Topic Summary: The Munich Agreement, September 1938
Part of Munich Agreement — GCSE History
This topic summary covers Topic Summary: The Munich Agreement, September 1938 within Munich Agreement for GCSE History. Revise Munich Agreement in Conflict and Tension 1918-1939 for GCSE History with 8 exam-style questions and 4 flashcards. This topic appears regularly enough that it should still be part of a steady revision cycle. It is section 12 of 12 in this topic. Use this topic summary to connect the idea to the wider topic before moving on to questions and flashcards.
Topic position
Section 12 of 12
Practice
8 questions
Recall
4 flashcards
Topic Summary: The Munich Agreement, September 1938
Key Terms
- Munich Agreement: September 1938 deal giving Hitler the Sudetenland — Czechoslovakia not consulted
- Sudetenland: Western border region of Czechoslovakia — 3 million ethnic Germans and all Czech defensive fortifications
- "Peace for our time": Chamberlain's famous claim on returning from Munich — proved wrong in March 1939
- Skoda Works: Czech arms factory captured by Germany after Munich — boosted German military capacity
Key Dates
- 15 Sep 1938: Chamberlain flies to Berchtesgaden (first meeting)
- 22 Sep 1938: Chamberlain flies to Bad Godesberg (Hitler increases demands)
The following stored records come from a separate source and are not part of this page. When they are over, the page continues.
PR #449, opened 2026-08-13
fix(subsystem-index): one wrapped `aliases:` line cost the whole scope, and nothing in the write loop parsed the bytes

ZacxDev:
## The blast radius, before and after

Measured on a synthetic store (`scope-a/` holding `alpha.md`, `beta.md`, and one entry whose `aliases:` flow list is wrapped across two physical lines), at `origin/main` and at this branch:

| store | `--list` rc at base | good entries listed at base | rc here | good entries listed here |
|---|---|---|---|---|
| 2 good | 0 | 2 | 0 | 2 |
| 2 good + 1 malformed | **3** | **0** | **0** | **2**, plus a `MALFORMED` row naming the third |
| 1 malformed, nothing else | 3 | 0 | 3 (`scope-unreadable`) | 0, and it says *why* |
| genuinely empty scope | 0 | 0 | 0 (`scope-empty`) | 0 |

At base, `--list`, `--ref`, the digest and `--search` all died together on the same raise. Here every selector survives, and the reject is reported per entry with its reason:

```
🔴 MALFORMED — 1 entry file in `scope-a/` could NOT be indexed and is therefore absent
   from EVERYTHING below (the index, --ref, --search). Not dropped, not hidden: listed here, once each.
  malformed index entry `scope-a/gamma.md`: `aliases:` must be a list, not a bare string
  (A STORE DEFECT, not an absence of content. Front matter is parsed LINE BY LINE, …)

INDEX (from index) — the 2 READABLE entries in `scope-a/` … NOT complete: 1 further file
   in this scope could not be indexed and is named above, never here:
```

**The report is the point, not the degradation.** Silently skipping a bad entry would be strictly worse than the collapse it replaces — a dropped entry is indistinguishable from one nobody ever wrote. So the block renders on **every** status, before anything else, and the index header stops claiming `none omitted` the moment a reject exists (both the `_render_listing` header and the `--list` completeness line get their own wording, sharing no phrase with the clean one; the clean branch keeps its exact historical bytes so nothing pinned to it moved).

---

## Exit-code decision, against `/resume`'s branch

`/resume` step 4's contract: *"If it exits non-zero … print the stderr line verbatim, note that recall was unavailable, and continue the resume."*

**Rule chosen: content served ⇒ 0; nothing readable at all ⇒ 3.** One decision site, `_exit_for`, gated on `UNREADABLE_STATUSES` rather than on any status by name.

- **Partial read ⇒ 0.** A non-zero here would make `/resume` discard every entry the run *did* surface, in order to report a defect the output already names loudly and in band. "Recall was unavailable" would be false: it was available, and it was also honest about its gaps.
- **Nothing readable ⇒ 3, not a new code.** 3 is already "the store is broken" for this CLI (`store root not found`, `index entry unreadable`), the skill's documented handling is identical for all of them, and a fourth exit code would need every consumer to learn it before it changed any behaviour — a declaration no code path honours.
- **stdout carries the per-entry rows; stderr carries exactly one line.** The detail is the whole point, and the skill says to print the stderr line *verbatim* — so that line is one quotable sentence, asserted to be exactly one line by test.

**Every-entry-malformed stays distinct from empty.** New statuses `scope-unreadable` / `search-unreadable`, checked **before** `--ref` and before `scope-empty`:

- `scope-empty` opens `NOTHING RECORDED YET` and exits 0 — `/resume` reports it as an ordinary non-finding.
- `scope-unreadable` opens `NOTHING COULD BE READ`, says `NOT an empty scope`, and exits 3. The two share no phrase (asserted).
- `--ref` into an unreadable scope is **not** `ref-absent`: "nothing recorded under that name yet" is a claim about the store, and it is false when the entry exists in a file the loader refused. Where a scope is only *partly* broken, `ref-absent` gains a clause pointing at the rejects.

---

## What changed

**1 (reader) — `scripts/lib/subsystem_resolver.py` + `subsystem_recall.py`**
`load_index`/`build_index` gain `on_malformed=` (`ON_MALFORMED_RAISE` is the **default**, so every existing caller keeps its contract). `COLLECT` returns rejects as `MalformedEntry(scope, filename, reason)` on `index.malformed`. Both rejection sites collect — the per-entry validator *and* the duplicate-ref check in `build_index`, which is a relationship between two files; collecting only the first would leave `COLLECT` able to raise, a mode a caller cannot defend against because it looks handled. A scope holding only rejects is still **registered**, or a reader would answer `scope-absent` ("nothing recorded yet") about a directory full of unparseable content.

Rejects are attributed to their own scope, so a defect in `scope-b/` does not contaminate `scope-a/` — but it is still surfaced there as a counted line naming the other scope (not its filenames, which are client-identifying).

**2 (writer) — `subsystem_touch.py --validate [PATH]`**
With a path: that one file. Without: every entry in the scope, which is the only form that can catch a duplicate ref. Exit 0 clean / 3 malformed / 3 `index entry file not found` (its own sentinel — a missing path and an unparseable file have different fixes).

🔴 **One rule, one place.** `entry_mapping(text, *, filename, scope)` was **extracted from `load_index`**, and the validator calls `entry_mapping` + `SubsystemEntry.from_mapping` (single file) or `load_index(COLLECT)` (whole scope). No second parser exists. Guarded three ways: structurally (`load_index` must still call `entry_mapping`; `validate_entry_file` must not spell `_FRONT_MATTER`/`splitlines()`/`partition(`), behaviourally (both sides produce the identical `SubsystemEntry`), and per-file over a mixed scope (validator rejects == reader rejects).

**3 (policy) — done, and it was small.** Measured: 1 of 5 scopes has a README, while the store root and `/handoff` step 4 both call the scope README authoritative — unfollowable in 80% of cases. `governing_policy()` resolves *scope README → store-root README → neither*, and the probe prints it on every status (`policy: <path>  (<basis>)`) plus JSON. The basis is carried separately from the path because the path alone cannot say whether you are reading policy written **for this scope** or the store's general policy — mistaking the second for the first is believing a scope has spoken when it has not. **No README is generated into any scope**; that would manufacture authority.

**Skills:** `resume/SKILL.md` step 4 documents the `MALFORMED` block, `scope-unreadable`, and the corrected exit-code semantics. `handoff/SKILL.md` step 4 now sends the writer to the file the probe **named** (replacing a pin on a literal per-scope path that usually is not there) and mandates `--validate` in the same turn as a write.

---

## Red-at-base matrix

Every new/changed test was run against **unmodified `origin/main`** (`6eaeb61`, the base at the time; the branch has since been rebased onto `8083352`, whose only code-relevant change is a step-3 sentence in `handoff/SKILL.md`).

**82 red at base → 0 red at HEAD.** Split, honestly:

| | count |
|---|---|
| **Behavioural** — reached the behaviour with base-existing APIs and got the wrong answer | **33** |
| **Surface-only** — could not reach it: missing symbol, unknown kwarg, unknown flag, absent mutation anchor | 49 |

The surface-only bucket is exactly what it says: `AttributeError: module 'subsystem_resolver' has no attribute 'ON_MALFORMED_COLLECT'`, `TypeError: build_index() got an unexpected keyword argument`, `SystemExit: 2` from argparse rejecting `--validate`, and `mutation anchor occurs 0x` for guards that did not exist. **None of it is evidence that behaviour regressed** — it proves the surface is new.

The behavioural reds are the real coverage. Representative:

| test | how it failed at base |
|---|---|
| `TestBlastRadius::test_two_good_plus_one_bad_still_lists_the_good_ones` | `MalformedEntryError: … 'widget-index.md': aliases: must be a list, not a bare string` |
| `TestBlastRadius::test_every_selector_survives_one_bad_entry` | same raise — all four selectors |
| `TestBlastRadius::test_the_index_stops_claiming_it_is_COMPLETE` | same raise |
| `TestUnreadableIsNotEmpty::test_the_pair` (and 4 siblings) | same raise |
| `TestRejectsElsewhereAreVisible::*` (4) | same raise |
| `TestDegradedExitCodes::test_content_served_exits_ZERO_with_the_block_in_band` | `AssertionError: a partial read exited non-zero and threw away 4 good entries` |
| `TestDegradedExitCodes::test_search_follows_the_same_rule` | `assert 3 == 0` |
| `TestDegradedExitCodes::test_nothing_readable_exits_3_with_ONE_stderr_line` | `assert 'widget-index.md' in ''` — nothing on stdout at all |
| `TestNegativeControls::test_a_malformed_entry_DEGRADES_and_is_reported_not_raised` | the raise (this test **supersedes** `…_RAISES_the_RESOLVERS_sentinel`) |
| `TestSearchNegativeControls::test_a_malformed_entry_DEGRADES_and_the_SHORT_result_says_so` | the raise (supersedes the fail-closed version) |
| `TestGoverningPolicy::test_the_probe_PRINTS_it_on_every_status` | `policy:` line absent from the real probe output |
| `TestEntryMappingIsShared::test_the_loader_builds_its_mapping_through_entry_mapping` | `load_index` built its mapping inline |

**Labelled INVARIANT GUARDS, not counted as regression coverage:**
- `TestCollectDegrades::test_the_default_is_still_RAISE` — pins that no existing caller's contract moved.
- `TestWrappedAliasesIsTheDefect::*` — **green at base, deliberately.** They pin the *diagnosis* (the exact rejection message) and its control (the same aliases on ONE line parse fine, so the fixture fails because of the **wrap** and nothing else in it). A diagnosis pin has no reason to be red.
- `TestCollectDegrades::test_an_OSError_still_fails_CLOSED_in_collect_mode` — pins the line the degradation stops at.

**The exact reported defect is a fixture**, byte-shape faithful, in both `test_subsystem_resolver.py` and `test_subsystem_recall.py`/`test_subsystem_touch.py`. All fixtures are **synthetic** — no real name, host, path or scope appears anywhere (`devrc` is public; the store is client-confidential).

---

## Mutation results

Each guard broken on purpose; each kill asserts **this** guard's own symptom, and each mutant is shown reachable (no earlier check short-circuits it). Both sections carry a **no-op harness control** (`m_degrade_noop`, `mv_noop`) so a kill is a claim about the guard, not about the loader.

| guard | mutation | observed |
|---|---|---|
| reader loads `COLLECT` | → `load_index(store)` | `MalformedEntryError` raised again; real module still `recalled` |
| `MALFORMED` block renders | `if malformed:` → `if False:` | reject vanishes from output **while the good entries are still served** — i.e. the mutant is green on every other assertion in the file. Kills **both** renderers from one anchor (the point of a single `render_malformed`) |
| `scope-unreadable` discriminator | `if not entries and bad:` → `if False:` | broken scope reports `scope-empty` **and exits 0** — exactly the conflation `/resume` acts on |
| `search-unreadable` discriminator | `if searched == 0 and bad` → `if False` | reports `search-no-match` over a scan that walked nothing |
| withdrawn completeness claim | `elif … and n_bad:` → `elif False:` | index three files short prints `none omitted` again |
| exit-code gate | `if status not in UNREADABLE_STATUSES:` → `if True:` | `main()` returns 0 on `scope-unreadable`; real module returns 3 with the stderr line |
| scope attribution | `malformed_in(scope)` → `malformed` | a defect anywhere makes **every** scope look broken |
| validator | `return MalformedEntry(...)` → `return None` | `--validate` blesses the exact entry the reader refuses (the drift a shared validator exists to prevent) |
| `NOTHING WAS CHECKED` | `if not report.checked:` → `if False:` | prints the bare `0 malformed` over a denominator of zero |
| `--validate` exit code | `0 if report.clean else 3` → `0` | malformed entry exits 0 |
| policy precedence | `if scoped.is_file():` → `if False:` | a scope with its own README is told the store-root one governs it |

**Positive + negative controls, reported as pairs** (a reassuring zero from an instrument wired to nothing is indistinguishable from a real zero):

- `TestUnreadableIsNotEmpty::test_the_pair` — empty scope collects **0** rejects, all-broken scope collects **2**, one call apart on the same store.
- `TestValidate::test_a_clean_scope_reports_a_ZERO_WITH_its_denominator` — clean: `checked=4, malformed=0`; after breaking one: `checked=5, malformed=1`.
- `TestValidate::test_a_GOOD_entry_passes` is the negative control on the validator: one that reported every file bad would satisfy the positive test and be useless.
- `--validate` always prints `checked: N entry file(s)` beside the malformed count, and an absent/empty scope gets its **own** branch (`NOTHING WAS CHECKED … NOT a clean bill of health`) with the string `0 malformed` asserted **absent** from it.
- `TestGoverningPolicy::test_the_three_bases_share_no_spelling` — the premise of every policy assertion.

---

## Gate

Run on **the exact commit pushed** (`6bcad7f`, rebased onto `origin/main` `8083352`).

```
nix build .#checks.x86_64-linux.pytests   → RESULT: PASS (exit=0)
  PASS  scripts/tests  (collected=3783 passed=3783 skipped=0 floor=3428)
  TOTAL collected=9346  passed=9345  skipped=1  failed=0  (floor: 8577 = sum of 17 per-target floors)

nix build .#checks.x86_64-linux.nodetests → RESULT: PASS (exit=0)
  TOTAL suites=4 files=34 tests=1097 pass=1097 fail=0 skipped=0  (floor: 1080)
```

**Control on unmodified `origin/main` (`8083352`), same command, separate worktree:** `scripts/tests collected=3704`, `TOTAL collected=9267`, `RESULT: PASS`. So the **+79** in `scripts/tests` (+79 total) is this branch's, and nothing else moved. No per-target floor needed changing — the gate printed no drift instruction, and `--check-floors` passes both ways. The single pinned skip is the pre-existing opt-in repo-cos live-store check. No new files, so nothing could be silently omitted from the flake; `git status` is clean apart from the untracked `.envrc` this worktree needed.

---

## Invariants held

- **Reader stays READ-ONLY.** `test_the_module_never_opens_anything_for_writing` (structural) plus tree-hashing either side of every degraded mode, every failure path, and both `--validate` forms. No network, no subprocess.
- **The live store was never touched.** Everything ran against synthetic stores via `--store`.
- **#442 pagination + loud truncation** and **#440's digest default** are untouched; the clean-path index header keeps its exact historical bytes.
- **Per-entry `sensitivity=`** unchanged; absent still means `client-confidential`.

## What I could NOT verify

- **`build_report` (the `/handoff` probe) still fails closed on a malformed entry — deliberately, and it is a judgement call I did not test my way out of.** It gates a *write* into a curated, unbacked-up store, and writing into a store you have read only part of is the one case where aborting is cheaper than degrading. The consequence is real: a broken entry anywhere in a scope still blocks `/handoff` step 4's probe entirely, and the recovery loop is `--validate` → fix → re-run. If that trade turns out wrong in practice, the mechanism is now a one-word change at the call site.
- **An `OSError` mid-load still fails closed in both modes.** Same blast radius as the malformed case, different fact: the entry *set* is unknown, so there is nothing honest to degrade to. Stated in the docstring and pinned by a test, not fixed.
- **Nothing was run against the real store**, so the "1 of 5 scopes has a README" and "2 good + 1 bad ⇒ 0" numbers are quoted from the task/measured on synthetic fixtures respectively — I did not re-measure the live store's README coverage myself.
- **Not deployed.** These are `home.file`/symlink-managed paths; the skill changes need a `home-manager switch` (or `scripts/ship.sh`) after merge before either host sees them.


ZacxDev:
## Follow-up: the refusal now names the way out (`f23e437`)

Closing the gap you found. **Wording only — fail-closed behaviour and exit code 3 are unchanged**, and that is pinned by an invariant guard that is green at *both* the old branch head and HEAD.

- 29–30 Sep 1938: Munich Conference — agreement signed
- 30 Sep 1938: "Peace for our time" declared
- Mar 1939: Hitler seizes rest of Czechoslovakia — Munich fails
- Aug 1939: Nazi-Soviet Pact — partly a consequence of Munich
Key People
- Neville Chamberlain: British PM — flew to Germany three times, signed agreement, declared "peace for our time"
- Edouard Daladier: French PM — co-signed Munich; privately knew it would fail
- Adolf Hitler: Demanded Sudetenland; promised it was his "last demand"; broke promise March 1939
- Winston Churchill: Called Munich "a total and unmitigated defeat"
Must-Know Facts
- Czechoslovakia was NOT invited to the Munich conference — its fate was decided without it
- Chamberlain flew to Germany THREE times in September 1938
- The Sudetenland contained ALL of Czechoslovakia's defensive fortifications
- Munich strengthened Germany: gained Skoda arms works and Czech industry
- Munich alienated Stalin — contributed to Nazi-Soviet Pact (August 1939)
- BPUMS: Britain unprepared, Public anti-war, Unjust treaty, Military isolation, Satiation theory
Cross-Topic Links
- → Topic 30 (Appeasement): Munich is appeasement's defining moment — it concentrates all the reasons for appeasement (fear of war, unpreparedness, belief in Versailles injustice) into a single decision, making it the best case study for evaluating the policy.
- → Topic 29 (Steps to War): Munich gave Hitler the Sudetenland, its defensive fortifications, and the Skoda arms works — materially strengthening Germany for every subsequent step toward war and making the conquest of the rest of Czechoslovakia (March 1939) far easier.
- → Topic 32 (Outbreak of War): Munich alienated Stalin, who concluded Britain and France would not stand up to Hitler, which contributed directly to the Nazi-Soviet Pact (August 1939) that removed Hitler's fear of a two-front war and made the invasion of Poland possible.
- → Topic 22 (Treaty of Versailles): Chamberlain justified Munich partly as correcting Versailles — the Sudetenland's 3 million ethnic Germans appeared to support Wilson's self-determination principle, giving the concession a veneer of principle rather than just fear.